The following example illustrates the issue:

  1.  5,000 kW PLC (10/11 Delivery Year) – PLC represents how much capacity has been purchased for customer to ensure reliability. Since the customer actively reduces load during the peaks (“peakshaver”) the PLC is significantly lower than normal amount of load for the customer, which is 28,000 kW.
  2. 4,000 kW Nominated Installed Capacity – CSP commitment for quantity of customer load reduction when PJM needs during an emergency. The nominated amount may not exceed the PLC based on current market rules.
  3. Real time estimated load reduction = 25,000 kW measured as the difference between a baseline estimate based on recent days, 28,000 kW, less actual consumption during the event, or 3,000 kW.
  4. 21,000 kW over compliance – CSP resource will be deemed to have met nominated Installed Capacity commitment of 4,000 kW AND also receive an additional 21,000 kW of over compliance credit which may be used to offset resources within the zone than did not perform.

In addition to substantially overstating the demand side savings and overpaying CSPs, this behavior also provides a non-competitive advantage to CSPs in attracting customers. A CSP that is aware of this Program discrepancy may identify large customers with managed PLCs and offer such customers out of market revenues for any load reduction in excess of the nominated amount. This is profitable because once such a customer has been procured, the CSP has the ability to sign up customers in the same zone with no or only limited ability to reduce load when called upon and receive capacity revenues based on the apparent over compliance of the customers with managed PLCs.

In its Order, FERC states that the Commission does not intend to institute any enforcement actions against EnerNOC (or other similarly situated ARCs) for registering customers in good faith and settling under the GLD baseline methodology. Good faith participation in the PJM load management programs, including accurate customer GLD registration and aggregation during emergency events, is permitted. The Commission goes on to warn that this finding here does not exempt from challenge conduct prohibited under section 1c.2 of the Commission’s regulations. 18 C.F.R. § 1c.2 (2010).

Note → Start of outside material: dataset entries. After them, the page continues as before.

PR #740, opened 2017-01-20
Preserve data if crm_lead_lost_reason is installed

cubells:
crm_lead_lost_reason module features are included in crm module.

These changes preserve module data if user has that module installed.

cc @Tecnativa

### DIFF
--- a/addons/crm/migrations/9.0.1.0/pre-migration.py
+++ b/addons/crm/migrations/9.0.1.0/pre-migration.py
@@ -89,3 +89,6 @@ def migrate(cr, version):
         [('4', '3')], table='crm_lead',
     )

FERC to hold Smart Grid Technical Conference January 31

On December 21, the Federal Energy Regulatory Commission ("FERC") announced plans to hold an additional Smart Grid technical conference on January 31, 2011 at 1 p.m. EST at FERC's headquarters at 888 First Street, Washington, DC, 20426. According to the notice, the purpose of the technical conference is to assist FERC in making a determination of whether there is “sufficient consensus” that the five families of standards posted by the National Institute of Standards and Technology ("NIST") and included in this proceeding are ready for Commission consideration in a rulemaking proceeding, as directed by section 1305(d) of the Energy Independence and Security Act of 2007. The conference is open to the public and those not able to attend will be able to listen via webcast. FERC held its first technical conference on the five families of standards last November in Atlanta, GA.

NIST has posted technical narrative summaries of the standards to assist FERC and other interested Smart Grid stakeholders. These five IEC standards are concerned with the structure of messages exchanged within and across Smart Grid domains and are fundamental to interoperability:

  • IEC 61970 and IEC 61968: Provide a Common Information Model (CIM) necessary for exchanges of data between devices and networks, primarily in the transmission (IEC 61970) and distribution (lEC 61968) domains.
  • IEC 61850: Facilitates substation automation and communication as well as interoperability through a common data format.
  • IEC 60870-6: Facilitates exchanges of information between control centers. 
  • IEC 62351: Addresses the cyber security of the communication protocols defined by the preceding IEC standards.

George Arnold, national coordinator for smart grid interoperability, states in a letter to FERC, these standards will be updated as Smart Grid requirements evolve.